We need to call out to one another, to signal each other, like fishermen, to see each other again as brothers and sisters, companions on the way, partners in this common cause which is the homeland. Bogotá and Colombia are at the same time the shore, the lake, the open sea, the city through which Jesus has passed and passes, to offer his presence and his fruitful word, to call out of darkness and bring us to light and to life. He calls everyone, so that no one is left to the mercy of the storms; to go into the boat of every family, that sanctuary of life; to make space for the common good above any selfish or personal interests; to carry the most fragile and promote their rights.

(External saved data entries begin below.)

PR #2037, opened 2020-11-30
Simplify subsystem jobs

bkchr:
This pr simplifies the subsystem jobs interface. Instead of requiring an
extra message that is used to signal that a job should be ended, a job
now ends when the receiver returns `None`. Besides that it changes the
interface to enforce that messages to a job provide a relay parent.

### DIFF
--- a/node/subsystem-util/src/lib.rs
+++ b/node/subsystem-util/src/lib.rs
@@ -56,6 +56,7 @@ use std::{
 	pin::Pin,
 	task::{Poll, Context},
 	time::Duration,
+	fmt,
 };
 use streamunordered::{StreamUnordered, StreamYield};
 use thiserror::Error;
@@ -117,18 +118,11 @@ pub async fn request_from_runtime<RequestBuilder, Response, FromJob>(
 ) -> Result<RuntimeApiReceiver<Response>, Error>
 where
 	RequestBuilder: FnOnce(RuntimeApiSender<Response>) -> RuntimeApiRequest,
-	FromJob: TryFrom<AllMessages>,
-	<FromJob as TryFrom<AllMessages>>::Error: std::fmt::Debug,
+	FromJob: From<AllMessages>,
 {
 	let (tx, rx) = oneshot::channel();
 
-	sender
-		.send(
-			AllMessages::RuntimeApi(RuntimeApiMessage::Request(parent, request_builder(tx)))
-				.try_into()
-				.map_err(|err| Error::SenderConversion(format!("{:?}", err)))?,
-		)
-		.await?;
+	sender.send(AllMessages::RuntimeApi(RuntimeApiMessage::Request(parent, request_builder(tx))).into()).await?;
 
 	Ok(rx)
 }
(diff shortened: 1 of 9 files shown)


node/subsystem-util/src/lib.rs
```diff
@@ -394,13 +394,10 @@ impl Validator {
...
-/// Normally, this will be some subset of `Allmessages`, and a `Stop` variant.
+/// Normally, this will be some subset of `Allmessages`.
 pub trait ToJobTrait: TryFrom<AllMessages> {
-	/// The `Stop` variant of the ToJob enum.
-	const STOP: Self;
-
-	/// If the message variant contains its relay parent, return it here
-	fn relay_parent(&self) -> Option<Hash>;
+	/// Get the relay parent this message is assigned to.
+	fn relay_parent(&self) -> Hash;
```
coriolinus, line 400: This makes `ToJobTrait` a bit more rigid: it ensures that we'll never write a subsystem using this util which can have jobs not tied to relay parents.

I think this is a reasonable simplification at this point.

node/subsystem-util/src/lib.rs
```diff
@@ -394,13 +394,10 @@ impl Validator {
 
 /// ToJob is expected to be an enum declaring the set of messages of interest to a particular job.
 ///
-/// Normally, this will be some subset of `Allmessages`, and a `Stop` variant.
+/// Normally, this will be some subset of `Allmessages`.
 pub trait ToJobTrait: TryFrom<AllMessages> {
```
coriolinus, line 398: Given the changes already in this PR, it's not clear that we actually need `ToJobTrait` anymore. It could simplify subsystem definitions if their inbound channel accepted `AllMessages`: their matches on inbound messages would need to explicitly discard irrelevant ones instead of implicitly in the `TryFrom<AllMessages> for ToJob` definitions, but the total amount of code would still be reduced.

node/subsystem/src/messages.rs
```diff
@@ -526,12 +526,12 @@ pub enum ProvisionerMessage {
 }
 
 impl ProvisionerMessage {
-	/// If the current variant contains the relay parent hash, return it.
-	pub fn relay_parent(&self) -> Option<Hash> {
+	/// Returns the relay parent this message is assigned to.
+	pub fn relay_parent(&self) -> Hash {
```
coriolinus, line 530: Except where you have changed it in this PR, all `*Message::relay_parent()` returns `Option<Hash>`. It would be nice to maintain consistency across the interface, even if we don't abstract it into a trait.

coriolinus (commented):
Agree this does what it says. It could go farther: getting rid of `ToJob` would enable us to remove even more code.

node/subsystem/src/messages.rs
bkchr: We could also remove the other ones if they are not required.

I see this as any message to a subsystem that spawns jobs needs to provide a relay parent. While messages to long running subsystems don't need to provide a relay parent.

bkchr: This means, we can either remove the other functions or just keep it the way it is done currently.

coriolinus: Right, I see what you mean. I don't have any strong objections to just removing `fn relay_parent` from those messages which don't need it.

coriolinus (approved):

ordian (approved):
Nice :+1:

PR #2042, opened 2020-11-30
Cadidate selection check assignment

montekki:
> This subsystem is only ever interested in parablocks assigned to the particular parachain which this validator is currently handling.

### DIFF
--- a/node/core/candidate-selection/src/lib.rs
+++ b/node/core/candidate-selection/src/lib.rs
@@ -132,6 +132,26 @@ enum Error {
 	ChainApi(#[from] ChainApiError),
 }
 
+macro_rules! try_runtime_api {
+	($x: expr) => {
+		match $x {
+			Ok(x) => x,
+			Err(e) => {
+				tracing::warn!(
+					target: LOG_TARGET,
+					err = ?e,
+					"Failed to fetch runtime API data for job",
+				);
+
+				// We can't do candidate selection work if we don't have the
+				// requisite runtime API data. But these errors should not take
+				// down the node.
+				return Ok(());
+			}
+		}
+	}
+}
+
 impl JobTrait for CandidateSelectionJob {
 	type ToJob = ToJob;
 	type FromJob = FromJob;
@@ -153,33 +173,13 @@ impl JobTrait for CandidateSelectionJob {
 		mut sender: mpsc::Sender<FromJob>,
 	) -> Pin<Box<dyn Future<Output = Result<(), Self::Error>> + Send>> {
 		Box::pin(async move {
-			macro_rules! try_runtime_api {
-				($x: expr) => {
-					match $x {
-						Ok(x) => x,
-						Err(e) => {
-							tracing::warn!(
-								target: LOG_TARGET,
-								err = ?e,
-								"Failed to fetch runtime API data for job",
-							);
-
-							// We can't do candidate validation work if we don't have the
-							// requisite runtime API data. But these errors should not take
-							// down the node.
-							return Ok(());
-						}
-					}
-				}
-			}
-
 			let (groups, cores) = futures::try_join!(
-				request_validator_groups(relay_parent, &mut sender).await?,
-				request_from_runtime(
+				try_runtime_api!(request_validator_groups(relay_parent, &mut sender).await),
+				try_runtime_api!(request_from_runtime(
 					relay_parent,
 					&mut sender,
 					|tx| RuntimeApiRequest::AvailabilityCores(tx),
-				).await?,
+				).await),
 			)?;
 
 			let (validator_groups, group_rotation_info) = try_runtime_api!(groups);
@@ -193,9 +193,8 @@ impl JobTrait for CandidateSelectionJob {
 				Err(err) => return Err(Error::Util(err)),
 			};
 
-			let mut groups = HashMap::new();
-
 			let mut assignment = None;
+
 			for (idx, core) in cores.into_iter().enumerate() {
 				// Ignore prospective assignments on occupied cores for the time being.
 				if let CoreState::Scheduled(scheduled) = core {
@@ -206,7 +205,6 @@ impl JobTrait for CandidateSelectionJob {
 							assignment = Some(scheduled.para_id);
 							break;
 						}
-						let _ = groups.insert(scheduled.para_id, g.clone());
 					}
 				}
 			}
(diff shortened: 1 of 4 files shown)


node/core/candidate-selection/src/lib.rs
```diff
@@ -206,6 +281,16 @@ impl CandidateSelectionJob {
...
 		let _timer = self.metrics.time_handle_collation();
 
+		if self.assignment != para_id {
+			tracing::info!(
+				target: LOG_TARGET,
+				"Collator {:?} sent a collation outside of our assignment {:?}",
+				collator_id,
+				para_id,
+			);
+			return;
```
montekki, line 291: probably we should report or disconnect from this collator

node/core/candidate-selection/src/lib.rs
```diff
@@ -19,27 +19,38 @@
 
 #![deny(missing_docs, unused_crate_dependencies, unused_results)]
 
+use std::collections::HashMap;
```
bkchr, line 22:
```suggestion
```

node/core/candidate-selection/src/lib.rs
```diff
@@ -19,27 +19,38 @@
...
+	request_from_runtime,
+	Validator,
+	JobTrait, ToJobTrait, FromJobCommand,
 	metrics::{self, prometheus},
 };
-use polkadot_primitives::v1::{CandidateReceipt, CollatorId, Hash, Id as ParaId, PoV};
+use polkadot_primitives::v1::{
+	CandidateReceipt, CollatorId, CoreState, CoreIndex, Hash, Id as ParaId, PoV,
+};
 use std::{convert::TryFrom, pin::Pin};
```
bkchr, line 47:
```suggestion
use std::{convert::TryFrom, pin::Pin, collections::HashMap};
```

node/core/candidate-selection/src/lib.rs
```diff
@@ -126,24 +137,86 @@ impl JobTrait for CandidateSelectionJob {
...
+		relay_parent: Hash,
+		keystore: Self::RunArgs,
 		metrics: Self::Metrics,
 		receiver: mpsc::Receiver<ToJob>,
-		sender: mpsc::Sender<FromJob>,
+		mut sender: mpsc::Sender<FromJob>,
 	) -> Pin<Box<dyn Future<Output = Result<(), Self::Error>> + Send>> {
 		Box::pin(async move {
-			let job = CandidateSelectionJob::new(metrics, sender, receiver);
+			macro_rules! try_runtime_api {
```
bkchr, line 157: Does this macro really needs to be declared in this function?

node/core/candidate-selection/src/lib.rs
```diff
@@ -126,24 +137,86 @@ impl JobTrait for CandidateSelectionJob {
...
+							// requisite runtime API data. But these errors should not take
+							// down the node.
+							return Ok(());
+						}
+					}
+				}
+			}
+
+			let (groups, cores) = futures::try_join!(
+				request_validator_groups(relay_parent, &mut sender).await?,
```
bkchr, line 178: Below we just print a warning, but here we return the error?

node/core/candidate-selection/src/lib.rs
```diff
@@ -126,24 +137,86 @@ impl JobTrait for CandidateSelectionJob {
...
+
+			let mut assignment = None;
+			for (idx, core) in cores.into_iter().enumerate() {
+				// Ignore prospective assignments on occupied cores for the time being.
+				if let CoreState::Scheduled(scheduled) = core {
+					let core_index = CoreIndex(idx as _);
+					let group_index = group_rotation_info.group_for_core(core_index, n_cores);
+					if let Some(g) = validator_groups.get(group_index.0 as usize) {
+						if g.contains(&validator.index()) {
+							assignment = Some(scheduled.para_id);
```
bkchr, line 207:
```suggestion
							assignment = Some(scheduled.para_id);
							break;
```

?

node/core/candidate-selection/src/lib.rs
```diff
@@ -126,24 +137,86 @@ impl JobTrait for CandidateSelectionJob {
...
+						}
+						let _ = groups.insert(scheduled.para_id, g.clone());
```
bkchr, line 209: What is the purpose of this?

node/core/candidate-selection/src/lib.rs
rphmeier: Yeah. Collators shouldn't be advertising to validators who aren't in their group.

node/core/candidate-selection/src/lib.rs
coriolinus: Looks like it's related to `deny(unused_results)` at the top of the file.

bkchr: That was not my question. `groups` is not used for anything.

And this lint is useless anyway...

node/core/candidate-selection/src/lib.rs
bkchr: Why? This blows up the function and makes it unreadable. Putting it above will not put it into any broader scope, besides the scope of this module.

If we follow this reasoning, every free standing function that is called in here should be declared in the function that uses it.

node/core/candidate-selection/src/lib.rs
montekki: removed

node/core/candidate-selection/src/lib.rs
montekki: moved outside

node/core/candidate-selection/src/lib.rs
```diff
@@ -57,30 +63,92 @@ enum Error {
...
 	type ToJob = CandidateSelectionMessage;
 	type Error = Error;
-	type RunArgs = ();
+	type RunArgs = SyncCryptoStorePtr;
 	type Metrics = Metrics;
 
 	const NAME: &'static str = "CandidateSelectionJob";
 
-	#[tracing::instrument(skip(_relay_parent, _run_args, metrics, receiver, sender), fields(subsystem = LOG_TARGET))]
+	#[tracing::instrument(skip(relay_parent, keystore, metrics, receiver, sender), fields(subsystem = LOG_TARGET))]
```
montekki, line 94:
```suggestion
	#[tracing::instrument(skip(keystore, metrics, receiver, sender), fields(subsystem = LOG_TARGET))]
```

rphmeier (approved):

PR #2043, opened 2020-11-30
parachains runtime: configurable maximum validators per core

rphmeier:
This will make it easier to deploy parachains onto networks that have large numbers of validators. Previously, if we had 1000 validators and 1 parachain, all 1000 validators would be assigned onto that parachain. Now governance can configure a maximum number of validators per core (parachain / parathread)


ordian (approved):
Would be nice to update the guide as well:
https://w3f.github.io/parachain-implementers-guide/types/runtime.html#host-configuration
and
https://w3f.github.io/parachain-implementers-guide/runtime/scheduler.html#session-change

rphmeier:
Thanks for the reminder to update the guide!

rphmeier:
bot merge

burdges:
Yes, we only want multiple backers for redundancy, so we've no reason for the backer group size to grow beyond 3 or 5.

PR #2049, opened 2020-12-01
execute_with_client: add 'static bound for Backend

pepyakin:
This is not a big change since the user definition AbstractClient already is 'static.


bkchr (approved):

bkchr:
bot merge

Issue #1980, opened 2020-11-18
guide: GRANDPA voting rule


rphmeier:
We want a GRANDPA voting rule that:
  * does not vote on blocks which haven't been approved. we can determine this with a call to `ApprovalVoting::ApprovedAncestor`
  * does not vote on blocks where there are any live disputes which would trigger a rollback to before that point. It's likely easiest to just abstract over that in this point and do the implementation of that message in the dispute participation subsystem (#1977)

burdges:
We de facto lock disputed parachains because we lock backed parachain cores until they become available and get included.  We might ensure core rotation leaves the disputed parachain locked though.  We do not afaik actually lock the parachain until its dispute concludes, although mabye we should do so, not sure..

rphmeier:
> We de facto lock disputed parachains because we lock backed parachain cores until they become available and get included. 

I was not aware of this - neither of the guide and code mention this. My feeling was that we'd accept disputes on included blocks only, anyway, as there isn't much use disputing something pre-availability.

burdges:
A priori, we'd accept remote disputes on anything I'd think.  Yes, if it never gets included anyplace then sure maybe it's less risky, but actually understanding remote inclusion kinda sucks.  I'd envisioned accepting local or remote disputes without inclusions evidence, but if the disputed candidates were not yet availabile then we continue its availability run off-chain.  We time out eventually but could be restarted manually I guess.

Imagine we've a parachain P and relay chain forks X and Y with X1 backing U on P and Y1 backing V on P.  If we then dispute V on Y then we'll dispute V on X but should we lock P on X?  I think no..

rphmeier:
Closed by #2112

PR #2053, opened 2020-12-01
add a brief description of goals of the GRANDPA voting rule

rphmeier:
Related to #1980 . I won't close that yet, because we haven't figured out the disputes portion of it yet


burdges:
I forget if it's said explicitly elsewhere, but here it's only implicit that we implement the voting rule off-chain, although we do put approval votes on-chain for payments.  It'll a bit take more work to make those align this way I guess.

PR #2069, opened 2020-12-04
Add an upper number of maximum parallel runtime api requests

bkchr:
Instead of spawning all runtime api requests in the background and using
all wasm instances. This pr adds a maximum number of parallel requests.

### DIFF
--- a/node/core/runtime-api/src/lib.rs
+++ b/node/core/runtime-api/src/lib.rs
@@ -42,7 +42,7 @@ use std::{sync::Arc, collections::VecDeque, pin::Pin};
 const LOG_TARGET: &str = "runtime_api";
 
 /// The number of maximum runtime api requests can be executed in parallel. Further requests will be buffered.
-const MAX_PARALLEL_REQUESTS: usize = 2;
+const MAX_PARALLEL_REQUESTS: usize = 4;
 
 /// The name of the blocking task that executes a runtime api request.
 const API_REQUEST_TASK_NAME: &str = "polkadot-runtime-api-request";
--- a/node/core/runtime-api/src/lib.rs
+++ b/node/core/runtime-api/src/lib.rs
@@ -126,7 +126,7 @@ impl<Client> RuntimeApiSubsystem<Client> where
 	async fn poll_requests(&mut self) {
 		// If there are no active requests, this future should be pending forever.
 		if self.active_requests.len() == 0 {
-			futures::pending!()
+			return futures::pending!()
 		}
 
 		// If there are active requests, this will always resolve to `Some(_)` when a request is finished.
--- a/node/core/runtime-api/src/lib.rs
+++ b/node/core/runtime-api/src/lib.rs
@@ -36,22 +36,38 @@ use polkadot_primitives::v1::{Block, BlockId, Hash, ParachainHost};
 use sp_api::ProvideRuntimeApi;
 use sp_core::traits::SpawnNamed;
 
-use futures::prelude::*;
-use std::sync::Arc;
+use futures::{prelude::*, stream::FuturesUnordered, channel::oneshot, select};
+use std::{sync::Arc, collections::VecDeque, pin::Pin};
 
 const LOG_TARGET: &str = "runtime_api";
+
+/// The number of maximum parallel runtime api requests.
+const MAX_PARALLEL_REQUESTS: usize = 2;
+
+/// The name of the blocking task that executes a runtime api request.
+const API_REQUEST_TASK_NAME: &str = "polkadot-runtime-api-request";
 
 /// The `RuntimeApiSubsystem`. See module docs for more details.
 pub struct RuntimeApiSubsystem<Client> {
 	client: Arc<Client>,
 	metrics: Metrics,
 	spawn_handle: Box<dyn SpawnNamed>,
+	/// If there are [`MAX_PARALLEL_REQUESTS`] requests being executed, we buffer them in here until they can be executed.
+	waiting_requests: VecDeque<(Pin<Box<dyn Future<Output = ()> + Send>>, oneshot::Receiver<()>)>,
+	/// All the active runtime api requests that are currently being executed.
+	active_requests: FuturesUnordered<oneshot::Receiver<()>>,
 }
 
 impl<Client> RuntimeApiSubsystem<Client> {
 	/// Create a new Runtime API subsystem wrapping the given client and metrics.
 	pub fn new(client: Arc<Client>, metrics: Metrics, spawn_handle: impl SpawnNamed + 'static) -> Self {
-		RuntimeApiSubsystem { client, metrics, spawn_handle: Box::new(spawn_handle) }
+		RuntimeApiSubsystem {
+			client,
+			metrics,
+			spawn_handle: Box::new(spawn_handle),
+			waiting_requests: Default::default(),
+			active_requests: Default::default(),
+		}
 	}
 }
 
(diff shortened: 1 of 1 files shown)


node/core/runtime-api/src/lib.rs
```diff
@@ -36,22 +36,38 @@ use polkadot_primitives::v1::{Block, BlockId, Hash, ParachainHost};
...
 
-use futures::prelude::*;
-use std::sync::Arc;
+use futures::{prelude::*, stream::FuturesUnordered, channel::oneshot, select};
+use std::{sync::Arc, collections::VecDeque, pin::Pin};
 
 const LOG_TARGET: &str = "runtime_api";
 
+/// The number of maximum parallel runtime api requests.
+const MAX_PARALLEL_REQUESTS: usize = 2;
```
drahnr, line 45: Is this intentionally very low? There are at least two locations I know from the top of my head that require to distinct chunks of information which could be perallalized (or already are) and would deplete this right away.

node/core/runtime-api/src/lib.rs
```diff
@@ -36,22 +36,38 @@ use polkadot_primitives::v1::{Block, BlockId, Hash, ParachainHost};
...
 use sp_core::traits::SpawnNamed;
 
-use futures::prelude::*;
-use std::sync::Arc;
+use futures::{prelude::*, stream::FuturesUnordered, channel::oneshot, select};
+use std::{sync::Arc, collections::VecDeque, pin::Pin};
 
 const LOG_TARGET: &str = "runtime_api";
 
+/// The number of maximum parallel runtime api requests.
```
pepyakin, line 44:
```suggestion
/// The number of maximum runtime api requests can be executed in parallel. Further requests will be buffered.
```

node/core/runtime-api/src/lib.rs
```diff
@@ -68,34 +84,73 @@ impl<Client, Context> Subsystem<Context> for RuntimeApiSubsystem<Client> where
...
+				client,
+				metrics,
+				relay_parent,
+				request,
+			);
+			let _ = sender.send(());
+		}.boxed();
+
+		if self.active_requests.len() >= MAX_PARALLEL_REQUESTS {
+			self.waiting_requests.push_back((request, receiver));
```
drahnr, line 110: Should we warn or drop requests if we reach a defined upper bound of `N` waiting requests?

node/core/runtime-api/src/lib.rs
```diff
@@ -68,34 +84,73 @@ impl<Client, Context> Subsystem<Context> for RuntimeApiSubsystem<Client> where
...
+			self.active_requests.push(receiver);
+		}
+	}
+
+	/// Poll the active runtime api requests.
+	async fn poll_requests(&mut self) {
+		// If there are no active requests, this future should be pending forever.
+		if self.active_requests.len() == 0 {
+			futures::pending!()
+		} if self.active_requests.next().await.is_none() {
```
drahnr, line 122: this a bit of an odd read

node/core/runtime-api/src/lib.rs
```diff
@@ -68,34 +84,73 @@ impl<Client, Context> Subsystem<Context> for RuntimeApiSubsystem<Client> where
...
-							client,
-							metrics,
-							relay_parent,
-							request,
-						)
-					}.boxed())
-				},
-			}
+		select! {
+			req = ctx.recv().fuse() => match req? {
```
coriolinus, line 143: There was some work recently taking `.fuse()` out of various `select!` macros; should we do that here also?

node/core/runtime-api/src/lib.rs
```diff
@@ -261,6 +317,7 @@ mod tests {
 			}
 
 			fn availability_cores(&self) -> Vec<CoreState> {
+				let _ = self.availability_cores_wait.lock().unwrap();
```
coriolinus, line 320: What is the point of this mutex lock?

bkchr: Please read the test

node/core/runtime-api/src/lib.rs
bkchr: No. This doesn't change anything.

node/core/runtime-api/src/lib.rs
coriolinus: Ah, misunderstood it, sorry.

node/core/runtime-api/src/lib.rs
```diff
@@ -68,34 +84,73 @@ impl<Client, Context> Subsystem<Context> for RuntimeApiSubsystem<Client> where
...
+				FromOverseer::Signal(OverseerSignal::Conclude) => return Ok(()),
+				FromOverseer::Signal(OverseerSignal::ActiveLeaves(_)) => {},
+				FromOverseer::Signal(OverseerSignal::BlockFinalized(_)) => {},
+				FromOverseer::Communication { msg } => match msg {
+					RuntimeApiMessage::Request(relay_parent, request) => {
+						subsystem.spawn_request(relay_parent, request);
+					},
+				}
+			},
+			_ = subsystem.poll_requests().fuse() => {},
```
pepyakin, line 153: Here it seems that in case there were no message from the overseer we will end up in `poll_requests`. In case there is a next `active_requests` we will await on it and as soon as the request finishes we return control here.

During this time span, we don't serve the `ctx.recv()`? So for example, if a conclude signal comes we will wait until the requests finishes. Is that right? 

Not that bad I guess, just testing my understanding.

node/core/runtime-api/src/lib.rs
```diff
@@ -916,4 +973,41 @@ mod tests {
...
+		let (ctx, mut ctx_handle) = test_helpers::make_subsystem_context(TaskExecutor::new());
+		let runtime_api = Arc::new(MockRuntimeApi::default());
+		let relay_parent = [1; 32].into();
+		let spawner = sp_core::testing::TaskExecutor::new();
+		let mutex = runtime_api.availability_cores_wait.clone();
+
+		let subsystem = RuntimeApiSubsystem::new(runtime_api.clone(), Metrics(None), spawner);
+		let subsystem_task = run(ctx, subsystem).map(|x| x.unwrap());
+		let test_task = async move {
+			let lock = mutex.lock().unwrap();
```
pepyakin, line 988: This whole mutex thing seems a bit unclear IMO. I would appreciate leaving a comment describing why we do this.

node/core/runtime-api/src/lib.rs
```diff
@@ -916,4 +973,41 @@ mod tests {
...
+				}).await;
+
+				receivers.push(rx);
+			}
+
+			let join = future::join_all(receivers);
+
+			drop(lock);
+
+			join.await.into_iter().for_each(|r| assert_eq!(r.unwrap().unwrap(), runtime_api.availability_cores));
```
pepyakin, line 1006: Could we wrap this expression?

node/core/runtime-api/src/lib.rs
pepyakin, line 45: I think we can do more and need more. For example, during backing there is a place where we start 4 runtime API requests at the same time. Maybe we should do 4?

pepyakin (commented):
This looks good and useful!

node/core/runtime-api/src/lib.rs
```diff
@@ -68,34 +84,82 @@ impl<Client, Context> Subsystem<Context> for RuntimeApiSubsystem<Client> where
...
+			self.spawn_handle.spawn_blocking(API_REQUEST_TASK_NAME, request);
+			self.active_requests.push(receiver);
+		}
+	}
+
+	/// Poll the active runtime api requests.
+	async fn poll_requests(&mut self) {
+		// If there are no active requests, this future should be pending forever.
+		if self.active_requests.len() == 0 {
+			futures::pending!()
```
pepyakin, line 129:
```suggestion
			return futures::pending!()
```

🤔 ?

pepyakin: wait, I mean `.await`

bkchr: Should not make a difference, but okay :)

pepyakin (approved):

pepyakin:
bot merge

PR #2081, opened 2020-12-07
Rework `ConnectionsRequests`

bkchr:
Instead of implementing the `Stream` trait, this struct now provides a
function `next()`. This enables us to encode into the type system that
it will always return a value or block indefinitely.


ordian (approved):
Looks sane.

rphmeier (approved):

PR #2082, opened 2020-12-07
Bump substrate, and bump version to v0.8.27

s3krit:


bkchr (approved):

Cargo.lock
```diff
@@ -1462,15 +1462,15 @@ checksum = "3f9eec918d3f24069decb9af1554cad7c880e2da24a9afd88aca000531ab82c1"
 [[package]]
 name = "fork-tree"
 version = "2.0.0"
-source = "git+https://github.com/paritytech/substrate#0dfdc328fa2b9514847b354e6968553a9e29d61e"
+source = "git+https://github.com/paritytech/substrate?branch=master#eaab146094360ca02538f5287abe859b2d815c3c"
```
tomaka, line 1465: I have the impression that this `?branch=master` is constantly being added and removed

tomaka (approved):

Cargo.lock
bkchr: Probably depends on the Cargo version. I'm not sure if the new syntax already hit stable or not. (with master included)

s3krit: Ah yeah - I should have specified +stable when bumping sp-io... Is it a problem? Should I *not* apply the `?branch=master`?

bkchr: That should be no problem. CI is green, so it was happy :)

PR #2291, opened 2021-01-19
Glossary updates

pepyakin:
I've noticed that some of the terms that we use widely don't have definitions in the glossary. This PR defines them.


bkchr (approved):

pepyakin:
bot merge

Peter experiences his smallness, the immensity of the word and the power of Jesus; Peter knows his weakness, his ups and downs…, as we all know our own, as is known in the history of violence and division of your people, a history which has not always found us sharing the boat, the storm, the misfortunes. But in the same way as Simon, Jesus invites us to put out into the deep, he prompts us to take shared risks, to leave behind our selfishness and to follow him; to give up our fears which do not come from God, which paralyze us and prevent us becoming artisans of peace, promoters of life.